Sounds like the beginning of a joke no? No... Well sort-of.
I have begun to make friends in China. Many of which are my co-workers, which are some pretty amazing, courageous and forward-thinking individuals. However, for the first time in my professional life, I find that I am now among the eldest people in the office (thank you student affairs). Which is both exciting and terrifying. Suddenly, I have become the "expert." Me?!
I have spent a lot of time thinking about how much I've grown up in the last 10 years. I can't believe all that has happened in that time and the lengths I have gone to get to where I am now. Today, I am surrounded by people in their early twenties who still cling to their college lives and that need of order and "justice." They seem completely oblivious to reality of what life is like. Life is messy. Life doesn't keep a schedule. Life doesn't make or keep plans. Life doesn't care if you are in a good mood or a bad mood or no mood at all. And the truth is that life resembles jobs. I think of the jobs I've had over the years (crazy to think that by 30 I've already had 4 full time jobs!) and I realize that many of my "complaints" had more to do with me than they did with the job. Now I find myself on the other side. Listening to recent grads complain about how their job description doesn't adequately reflect what they are doing, or how things don't seem to follow their "plan." In some ways, I think they have it tougher than I did. Not only do they have to deal with the heartbreak that comes with joining the real world, but they have to do it in China. In other ways, I think they are only delaying the inevitable. They can still blame China for the inconsistencies of life and may fail to realize how many of their issues have more to do with being out of school as opposed to being out of the country.

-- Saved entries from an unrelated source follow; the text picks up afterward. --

PR #2658, opened 2022-06-04
Dev.fixing2

### LINKED ISSUE #2640: Fix: format PE32+ baddr

chr-chr:

**Detailed description**

See issue #2640

and discussion on first pull request:
https://github.com/rizinorg/rizin/pull/2641

There are valid PE files having ImageBase=0x0 (UEFI)
but the PE loader set it to 0x10000 which is not correct:
"this should only happens with messed up binaries".

Also manual overriding to 0x0 fails (o command)

**Closing issues**

fixes #2640
and some other issues that raised up while diving trough code


librz/bin/format/pe/pe.c
```diff
@@ -403,12 +403,7 @@ ut64 PE_(rz_bin_pe_get_image_base)(struct PE_(rz_bin_pe_obj_t) * bin) {
 		return 0LL;
 	}
 	imageBase = bin->nt_headers->optional_header.ImageBase;
-	if (!imageBase) {
```
ret2libc, line 406: IMHO rizin should done the best by default. We could check the system in `bin->nt_headers->optional_header.Subsystem` and if the value is a windows one we set the imagebase=0x10000, otherwise use just the binary value.

librz/bin/p/bin_pe.inc
```diff
@@ -26,6 +26,21 @@ static bool load_buffer(RzBinFile *bf, RzBinObject *obj, RzBuffer *buf, Sdb *sdb
...
+				RZ_LOG_INFO("%s",
+					"ImageBase below 0x10000 is invalid on Windows.\n"
+					"Preferred addresses are:\n"
+					"0x10000000 DLLs\n"
+					"0x00010000 Windows CE EXEs\n"
+					"0x00400000 Windows NT, 2000, XP, 95, 98, and Me\n"
+					"Use the -B option to set base address.\n"
+				);
+			}
+		}
```
ret2libc, line 43: I would avoid this TBH, it is very system dependent and one should know what to do with its own files to reverse. Moreover, this is just windows specific and if I'm analyzing a EFI app I don't want to see this.

test/db/formats/pe/virtrelocXP
```diff
@@ -7,6 +7,7 @@ RUN
 
 NAME=PE: corkami virtrelocXP.exe - entrypoint
 FILE=bins/pe/virtrelocXP.exe
+ARGS=-B 0x10000
```
ret2libc, line 10: If we make rizin work well by default, this is not needed anymore.

ret2libc (changes requested):

librz/bin/format/pe/pe.c
chr-chr: If a file is bogus u can not rely on the subsystem flag either.

The test file is bogus. Windows does not load it.

test/db/formats/pe/virtrelocXP
chr-chr: What is default?

For XP it's 0x00400000

librz/bin/p/bin_pe.inc
chr-chr: I don't insist in keeping that

librz/bin/format/pe/pe.c
chr-chr: // but from here we can not access config API

Also this is the wrong location to handle this

ret2libc: > If a file is bogus u can not rely on the subsystem flag either.

True but you can provide useful defaults for the good case. If you analyze a specially crafted binary you can still use `-B` when loading the binary.

> 
> The test file is bogus. Windows does not load it.

The test file is not bogus AFAIK because it's a binary from Corkami.

test/db/formats/pe/virtrelocXP
ret2libc: AFAIU that is the preferred value chosen by the linker, not the default value.

librz/bin/format/pe/pe.c
chr-chr: // this should only happens with messed up binaries

if ( strcmp(filename, "virtrelocXP.exe") == 0) { ... }

librz/bin/p/bin_pe.inc
chr-chr: At least this is the right location for some auto magic.

librz/bin/format/pe/pe.c
chr-chr: > 
> > The test file is bogus. Windows does not load it.
> 
> The test file is not bogus AFAIK because it's a binary from Corkami.

Look at it's disassembly.

 * It set ImageBase to 0x0 but "call [0x10208]" the offset was crafted.
 * It's first instruction "push 0x150" is wrong if we set ImageBase to 0x10000 (to my understanding should be 0x10150, 1st arg to printf?!)
 * windows raises middle finger (I tried it)
 * the file is "synthetic"
 
https://github.com/indrora/corkami/blob/master/src/PE/virtrelocXP.asm

ret2libc: > > > The test file is bogus. Windows does not load it.
> > 
> > 
> > The test file is not bogus AFAIK because it's a binary from Corkami.
> 
> Look at it's disassembly.
> 
> * It set ImageBase to 0x0 but "call [0x10208]" the offset was crafted.
> * It's first instruction "push 0x150" is wrong if we set ImageBase to 0x10000 (to my understanding should be 0x10150, 1st arg to printf?!)

IDA disassembles that correctly. There is likely a relocation that relocates 0x150 to 0x10150.

> * windows raises middle finger (I tried it)

Yes, maybe there is some protection or new check in newer windows version that prevents that from loading. I bet if you spawn a Windows XP VM though it will run.

> * the file is "synthetic"
> 
> https://github.com/indrora/corkami/blob/master/src/PE/virtrelocXP.asm

The fact that it is synthetic does not really matter.


Anyway, I agree probably this is not the best place. I suggest the get_image_base in bin_pe plugin returns the value in the PE header, but somewhere else we set anyway the 0x10000 for windows binaries in case the user has not set anything else. I think we can rely on the value in RzBinObjectLoadOptions.baseaddr to check the baseaddr that is set.

ret2libc:
Hey @chr-chr how is it going on this? Do you have a clear path forward?

XVilka:
@chr-chr hi, had there been any updates?

PR #2659, opened 2022-06-04
RzAnalysis: enable io.cache to make mem operations work in RzIL

ret2libc:

**Detailed description**

Without this patch users are forced to set io.cache=true and they may not know about it and not even realize it is needed (because all mem write operation actually seem to succeed even if the data is actually not stored anywhere).

Instead of just adding warnings here and there, I think the user experience should be the best out-of-the-box, so whenever you do `aezi` io.cache should be set to true, so that caching in IO is eanbled and mem write/read operations can work.

**Test plan**

...

**Closing issues**

...

### DIFF
--- a/librz/analysis/il/analysis_il.c
+++ b/librz/analysis/il/analysis_il.c
@@ -105,6 +105,8 @@ RZ_API RZ_OWN RzAnalysisILVM *rz_analysis_il_vm_new(RzAnalysis *a, RZ_NULLABLE R
 	if (!r) {
 		goto ruby_pool;
 	}
+	a->iob.io->cached |= RZ_PERM_RW;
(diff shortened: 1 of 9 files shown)


XVilka (changes requested):
Too many changes for the release in the RzIL code, also it breaks the bit.
Since for now, RzIL is not really exposed to the user until we port the majority of architectures, I suggest postponing this change to 0.5.0 instead.

```
test_rz_io_map_delERR
[XX] Fail at line 479: read before map: expected true, got false
test_rz_io_map_del_for_fdOK
test_rz_io_map_del_on_closeOK
test_rz_io_map_del_on_close_allERR
[XX] Fail at line 622: read after unmap: expected true, got false
```

PR #2660, opened 2022-06-04
Write logs to INFO when loading a library instead of DEBUG

wargio:

**Detailed description**

Sometimes is complicated to understand why a library is not being loaded, before you could set RZ_DEBUG=1 and see the messages, but now they are all hidden under RZ_LOG_DEBUG which is available only in debug builds.
This PR changes most of the RZ_LOG_DEBUG to RZ_LOG_INFO.

### DIFF
--- a/librz/util/lib.c
+++ b/librz/util/lib.c
@@ -254,7 +254,7 @@ RZ_API int rz_lib_close(RzLib *lib, const char *file) {
 				ret = p->handler->destructor(p,
 					p->handler->user, p->data);
 			}
-			eprintf("Unloaded %s\n", p->file);
+			RZ_LOG_INFO("Unloaded %s\n", p->file);
 			free(p->file);
 			rz_list_delete(lib->plugins, iter);
 			return ret;
@@ -349,7 +349,7 @@ RZ_API int rz_lib_open_ptr(RzLib *lib, const char *file, void *handler, RzLibStr
 		free(mm0);
 		free(mm1);
 		if (mismatch) {
-			eprintf("Module version mismatch %s (%s) vs (%s)\n",
+			RZ_LOG_WARN("Module version mismatch %s (%s) vs (%s)\n",
 				file, stru->version, RZ_VERSION);
 			if (stru->pkgname) {
 				const char *dot = strchr(stru->version, '.');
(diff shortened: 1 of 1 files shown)


ret2libc (commented):
Maybe only some of these are worth of being INFO/ERR/WARN ? I don't want to print too much stuff to the user...

librz/util/lib.c
```diff
@@ -61,7 +61,7 @@ RZ_API void *rz_lib_dl_open(const char *libname) {
 		ret = dlopen(NULL, RTLD_NOW);
 	}
 	if (!ret) {
-		RZ_LOG_DEBUG("rz_lib_dl_open: error: %s (%s)\n", libname, dlerror());
+		RZ_LOG_INFO("rz_lib_dl_open: error: %s (%s)\n", libname, dlerror());
```
ret2libc: is it an ERROR ?

librz/util/lib.c
```diff
@@ -80,7 +80,7 @@ RZ_API void *rz_lib_dl_open(const char *libname) {
 	ret = LoadLibrary(libname_);
 	free(libname_);
 	if (!ret) {
-		RZ_LOG_DEBUG("rz_lib_dl_open: error: %s\n", libname);
+		RZ_LOG_INFO("rz_lib_dl_open: error: %s\n", libname);
```
ret2libc: error?

ret2libc (commented):
some of these may be ERROR/WARN rather than generic INFO (if not DEBUG)

wargio:
> Maybe only some of these are worth of being INFO/ERR/WARN ? I don't want to print too much stuff to the user...

i think is better to keep them hidden.

XVilka (approved):

librz/util/lib.c
```diff
@@ -209,7 +209,7 @@ RZ_API int rz_lib_run_handler(RzLib *lib, RzLibPlugin *plugin, RzLibStruct *symb
 		RZ_LOG_DEBUG("PLUGIN LOADED %p fcn %p\n", h, h->constructor);
 		return h->constructor(plugin, h->user, symbol->data);
 	}
-	RZ_LOG_DEBUG("Cannot find plugin constructor\n");
+	RZ_LOG_INFO("Cannot find plugin constructor\n");
```
ret2libc: RZ_LOG_WARN

ret2libc (approved):

PR #6395, opened 2026-05-23
[stable] backport: Fix double free / reject invalid search.in values (#6327)

dkgkdfg65:
backport of `045fff363b` (PR #6327) to the stable branch.

the search command's `bytes_search_collection` is freed by the search-context cleanup and then re-freed in `byte_pattern_search` when a custom `search.in` value points at something the collection no longer owns. on dev this is a real heap-use-after-free under ASan; the fix moves `rz_core_get_boundaries` into the set-callback so invalid modes are rejected up front (`Invalid mode 'section' for [0x0, 0xffffffffffffffff]`) instead of triggering UAF at search time.

verified with rizin built at parent (`f1251293a4`) vs fix (`045fff363b`) with `-Db_sanitize=address` in ubuntu:22.04:
  pre-fix: `rizin -qc 'e search.in=section; /x deadbeef' malloc://1024` -> `AddressSanitizer: heap-use-after-free READ at bytes_search.c:51`, exit 99.
  post-fix: rejected at set-time, exit 0.

clean cherry-pick except for one additive conflict in `test/db/cmd/cmd_search_x` (stable didn't have the surrounding invalid-utf8 test; resolved by accepting the two added test cases verbatim, since they were the new tests for this fix).

CVE-2026-45324 (already public, fix on dev). per SECURITY.md this isn't classed as a security issue, but figured it was worth backporting since stable users hit it with crafted `search.in` values.

### DIFF
--- a/librz/core/cbounds.c
+++ b/librz/core/cbounds.c
@@ -704,6 +704,75 @@ RZ_API RZ_OWN RzList /*<RzIOMap *>*/ *rz_core_get_boundaries_debug_program(RZ_NO
  * \brief      Returns a list of boundaries (as RzIOMap), based on the selected mode; see [search/analysis/zoom/[in/from/to]] for available modes.
  *
  * \param      core      The RzCore to use
+ * \param      interval  The address range of the boundaries.
+ * \param      region    The region of the boundaries. Check valid ones with `e search.in=?`.
+ *
+ * \return     On success a valid pointer (can be an empty list), otherwise NULL
+ */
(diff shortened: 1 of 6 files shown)


Rot127 (approved):

Rot127:
I am not sure if we will merge this though, until we finalize the release.

Rot127:
Never mind. You seem to be a bot.
image

wargio:
these prs are useless as we will do this upon release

So enter my "expertise." A couple of weeks ago I went to dinner with a couple of co-workers (it was somebody's birthday, she was turning 25). This time, I was not the eldest at the table, there was another person who is also in her early 30's. What was fascinating about the evening (besides my friend never having seen snow... there was a bit of a flurry that evening, then ordering churros for the first time, and finally "insulting" the waitress by turning down a shot of tequila and asking for a shot of water instead) was that there were two young 20-somethings and two not as young 30-somethings giving them advice. We talked about everything from wearing sunscreen and night lotion, to going to grad school and how to deal with a job you don't particularly like. It was amazing to see and hear the difference that 5-10 years can make. Many of the questions and concerns my friends' had were the same questions I had been unable to answer for myself not so long ago.
It was one of those moments when you start to realize how much you have actually accomplished already and that it's not quite THAT unfathomable that someone would want to come to you for advice and are actually interested in what you might say. 30 may be the new 25, but I have to say that those 5 years make a big difference in someone's life.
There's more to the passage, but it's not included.